Recently, Governor Steve Sisolak announced Nevada is joining some other states to promote electric big-rig trucks, large pickups, vans, delivery trucks and school and transit buses. This is in addition to prior commitments to electric autos and solar- and wind-powered electric energy.
This initiative is based on claims electric vehicles (EVs) and renewable electric power will reduce and then end our dependence on fossil fuels (oil, natural gas and coal). This, in turn, would reduce air pollution, especially from carbon dioxide, that contributes to global warming. In short, it will be good for the environment, human health and wellbeing, and thus in the broad public interest. Proponents claim it will significantly reduce energy costs for consumers and businesses – and it will do so soon.
Before getting behind the wheel, let’s kick the tires on this shiny deal, starting with the alleged low cost. Our visionary neighbor California began its fossil-fuel purge in the 1990s and now plans to generate 50 percent of its electricity via renewables by 2030 and much more by 2045. Besides requiring construction of extensive new solar and wind generators, it also requires large investments in new transmission capacity. Because night still falls and some days are cloudy, smoky or calm, fossil-fueled plants must be kept available and run often to replace the renewable capacity that produces no energy under those conditions.
So, while electric prices have been moderate in Nevada, those in California have sky-rocketed, reducing job and economic growth. Renewables also contribute to power outages. All this is part of the cause for good businesses exiting California for places like Nevada, Texas and Florida.
Added to this, folks are now seeing through claims that the operating costs of EVs are less than those for gasoline rides. Considering the thousands of extra dollars that must be spent on EVs over the life of vehicles, they are more-costly, especially as renewables drive up power costs.
Consumers and businesses need charging stations and usually batteries to charge their EVs, and utilities need expensive massive batteries, another expense. But wait, there’s more! EV production requires copper, lithium, nickel, cobalt, graphite and rare-earth elements. Wind and solar generators also require some of these. So, while some of the ores are mined in various countries, most of the dirty job of processing them into useful materials occurs in China, which is increasingly aggressive and hostile toward the U.S. China also accounts for 80 percent of the rare-earth elements. And Russia has a significant role in some of the inputs.
At least one major EV and solar element, lithium, is found in various places in Nevada. A promising site near Tonopah may be stopped by an undistinguished endangered wildflower, Tiehm’s buckwheat, endemic to that area. Another major site, Thacker Pass, north of Winnemucca, is actively opposed by indigenous people, local citizens and conservationists for possible social, cultural and environmental impacts. Near Fallon, the Dixie Valley toad may also be listed as endangered and stop geothermal development.

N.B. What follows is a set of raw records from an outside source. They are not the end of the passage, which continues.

PR #244, opened 2021-03-23
Fix GPS direction filter

mklewandowski:
This PR fixes a but that broke the GPS station direction filter.  The change between direction to and direction from only applies to the wind data.  Pass the filter function an extra parameter to determine if the to/from adjustment should be applied.

Note, it feels a little clunky to have an extra field in params for this, but trying to add it inside params.filter got sticky fast.  I made it optional and decided to leave the current implementation as the base case.  This means the to/from adjustment happens by default and those who don't want it, can turn it off.

Can test here:
http://geocode-app.concord.org/branch/fix-gps-direction-filter/index.html

### DIFF
--- a/src/blockly-blocks/seismic/block-seismic-gps-stations.js
+++ b/src/blockly-blocks/seismic/block-seismic-gps-stations.js
@@ -165,7 +165,7 @@ Blockly.JavaScript['seismic_filter_data'] = function (block) {
   let filterObj = JSON.stringify(filter);
   filterObj = filterObj.replace(/"([^"]+)":/g, '$1:')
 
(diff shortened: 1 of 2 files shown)


sfentress (approved):
Nice. I'm confused because I thought this worked before, but there's been so much confusing about direction-to/from that I have no idea what state it might have been in when it was working.

mklewandowski:
> Nice. I'm confused because I thought this worked before, but there's been so much confusing about direction-to/from that I have no idea what state it might have been in when it was working.

I haven't followed as closely as you, but the to/from stuff has been very confusing.  Certainly appears that it's been broken since December (and is broken on master and production).  Anyway, we should continue to keep an eye on it moving forward.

Many huge blades from giant wind turbines are neither reusable, recyclable nor biodegradable. The only solution so far seems to be to cut them into small pieces and bury them. Nuclear plant decommissioning and fuel reprocessing may raise fewer problems. Further, panels required in solar fields in the desert are much less efficient than expected. Why? Because deserts are windy and wind deposits copious amounts of dust on the panels. That problem can, of course, be solved with water, but they’re in the desert. Utility solar also does a great job of frying birds, including endangered species, flying between the mirror panels and towers.
In sum, very large quantities of problematic chemicals, processes and environmental impacts attend renewables and EVs. And the costs are high. This listed issues only scratches the surface. It will take many years to address the problems and build the renewable electrical capacity. Even then, we’ll still need supplemental fossil- and nuclear-fueled power.